You know how I know Ed Cooley is the correct answer? Because a self-proclaimed Purdue fan and someone whose user name is HOOSIERS FAN 93 both recognize what an incredible, improbable job Cooley has done with the current first-place team in the Big East.
Just so we're clear, this prompt went out on the B/R app several hours before Tuesday night's gigantic Villanova-Providence showdown. But no matter what happened in that game—Villanova ultimately won—Cooley was still arguably going to be the correct answer.
As our resident Waterboy fan noted, Cooley has led Providence to a spot in the AP Top 10 without anything close to a lottery pick or National Player of the Year candidate. Heck, Providence probably doesn't even have a first-team All-Big East guy on the roster, though I would imagine either Nate Watson or Jared Bynum makes an appearance if the Friars finish in first place.
Providence's predictive metrics have been a daily topic of conversation for the past month. And by "daily topic of conversation," what I really mean is Providence fans relentlessly yelling at any bracketologist with the gall to point out that the Friars are roughly the 50th-best team on KenPom, or that a home win over Providence just barely counts as a Quadrant 1 win.
The Friars have the margin-irrelevant wins and losses of a possible No. 1 seed, but they entered play on Tuesday with the exact same average scoring margin (plus-6.3 PPG) as 15-10 Texas A&M. They had nine wins by five points or fewer and a perfect 19-0 record in games decided by 17 points or fewer.

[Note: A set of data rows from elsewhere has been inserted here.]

PR #29458, opened 2017-11-06
Adding mode of operations - either single-instance or clustered-instance

### LINKED ISSUE #29444: Cluster mode config.php switch
Add a config switch in config.php to tell OC that we're in a clustered environment.

At first, this switch must only make sure to force-disable the market app. The reason is that if someone uses the market app to install an app on a single cluster node, the app code will be missing from the other nodes and cause breakage. Force-disabling the market app also means that occ upgrade will not update any app code when run on a single node as it would cause similar issues.

Additionally, the switch could also make the configuration file read-only (like "config_is_read_only").

As discussed with @felixboehm and @patrickjahns.

cc @DeepDiver1975 @butonic @mmattel if you guys have additional feedback

DeepDiver1975:
## Description
Adds config switch let owncloud know if the instance is part of a cluster or not.
Instead of adding yet another boolean flag we will use two different values for the mode of operations.
This allows us to extend the operation modes in the future if necessary.

## Related Issue
fixes #29444

## How Has This Been Tested?
- [ ] market app UI
- [ ] market occ commands

## Types of changes

## Checklist:

### DIFF
--- a/config/config.sample.php
+++ b/config/config.sample.php
@@ -581,6 +581,15 @@ $CONFIG = array(
 'config_is_read_only' => false,
 
 /**
+ * This defines the mode of operations. The default value is 'single-instance'
+ * which means that ownCloud is running on a single node, which might be the
+ * most common operations mode. The only other possible value for now is
+ * 'clustered-instance' which means that ownCloud is running on at least 2
+ * nodes. The mode of operations has various impact on the behavior of ownCloud.
+ */
+'operation.mode' => 'single-instance',
+
+/**
  * Logging
  */
 
--- a/lib/private/App/AppManager.php
+++ b/lib/private/App/AppManager.php
@@ -37,6 +37,7 @@ use OCP\App\ManagerEvent;
 use OCP\Files;
 use OCP\IAppConfig;
 use OCP\ICacheFactory;
+use OCP\IConfig;
 use OCP\IGroupManager;
 use OCP\IUser;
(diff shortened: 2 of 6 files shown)


DeepDiver1975:
market app already handles this properly - see https://github.com/owncloud/market/blob/c752a76f450cd3ab71718defaea71631a6d6e675/lib/MarketService.php#L89

We might want to change the error message ....

DeepDiver1975:
market app related changes discussed in here - https://github.com/owncloud/market/pull/184#issuecomment-342104589

PVince81:
@DeepDiver1975 are you suggesting that we leave the market app enabled even in clustered mode ? If we do, best UX would be to disable the "Install" button in the web UI with a message there.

That makes it tough to assess where to seed Providence, and tougher still to get a grasp on whether it would be wise to pick this team to reach the Sweet 16. But what it really makes it tough to do is deny that Cooley should be the national coach of the year.
Tommy Lloyd and Bruce Pearl are extremely deserving candidates who might end up getting the nod if their teams are still in the mix for the No. 1 overall seed come Selection Sunday. No one has done more with less NBA talent than Cooley, though, and that's why he gets my vote.
Statistics current through start of play on Tuesday Feb. 15 and are from KenPom.com and Sports Reference unless otherwise noted.